I have decided to authorize commercial and non-commercial forest treatments, including prescribed
burning, on approximately 2,327 acres of National Forest in the Westside project area. My decision
includes the construction of approximately 3.8 miles of permanent National Forest System road and
3.8 miles of temporary road, treatments in the Selway-Bitterroot Inventoried Roadless Area (IRA), the
application of design features and best management practices (Table DN-4, Appendix A), and Forest
Plan amendments for elk habitat effectiveness, coarse woody debris, and visual quality (Appendix B).
The new permanent road will be closed year-long to motorized travel and the temporary roads will be
reclaimed following use. These treatments will improve forest conditions and long-term
administrative access in the project area.

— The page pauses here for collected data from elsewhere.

PR #1095, opened 2023-06-18
feat: opt-out flag to disable weights optimization

hongchaodeng:
This is a follow-up for the [comment](https://github.com/replicate/cog/pull/1041#issuecomment-1591969088) from previous weights optimization PR.

With this change, the CLI flag will be provided to users with flexibility to opt out the weights speedup:
Snipaste_2023-06-18_16-05-06

Here's what the dockerfile will look like if the CLI flag is used (which is what previous version looks like):
Snipaste_2023-06-18_16-05-33


hongchaodeng:
Please help review it!
cc @mattt

mattt (approved):
Awesome. Thanks, @hongchaodeng! Merging this now.

Issue #1096, opened 2023-06-18
Build fails when using `cog version 0.8.0-beta4`


andreasjansson:
<img width="1414" alt="image" src="https://github.com/replicate/cog/assets/713993/b67717dd-99be-40f6-a6d2-acd698ad9b85">

For some reason it's trying to pull the intermediate weights image from Docker Hub?

cc @hongchaodeng @mattt

hongchaodeng:
Let me look into it.
Last time I tried it worked. There are new problems uncovered here. I will try to reproduce it first using https://github.com/andreasjansson/cog-musicgen-looper

hongchaodeng:
Fix submitted: https://github.com/replicate/cog/pull/1097
I tried it locally and it worked. Also included tests.
cc @andreasjansson

PR #1097, opened 2023-06-18
fix:  take into account user specified image name

hongchaodeng:
fix https://github.com/replicate/cog/issues/1096


pkg/cli/debug.go
```diff
@@ -25,17 +27,18 @@ func newDebugCommand() *cobra.Command {
 	}
 
 	cmd.AddCommand(debug)
+	cmd.Flags().StringVarP(&imageName, "image-name", "", "", "The image name to use for the generated Dockerfile")
 
 	return cmd
 }
 
 func cmdDockerfile(cmd *cobra.Command, args []string) error {
-	config, projectDir, err := config.GetConfig(projectDirFlag)
```
mattt, line 33: Huh, I guess we were shadowing this before. I wonder if this was being caught by linters and not being surfaced in an actionable way...

mattt (approved):
Great work, @hongchaodeng!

Commercial harvest would occur on 1,349 acres:
· 506 acres would be treated with improvement cuts (22 acres in the Selway-Bitterroot IRA)
· 799 acres would be treated with irregular harvest cuts
· commercial volume would be removed from 44 of the 92 acres of aspen treatment

Non-commercial timber would be removed from about 978 acres:
· understory ponderosa pine and Douglas-fir would be removed from 666 acres of forest (139
· 206 acres of ponderosa pine plantation
· 58 acres for meadow restoration

4 thoughts on “Success on the Bitterroot”

  1. This is impossible. That article is full of all kinds of errors. Everyone knows that with groups like the Alliance for the Wild Rockies and Friends of the Bitterroot engaging in the NEPA process on the National Forests in Montana that every single timber sale is litigated and that the US Forest Service can’t cut a single stick.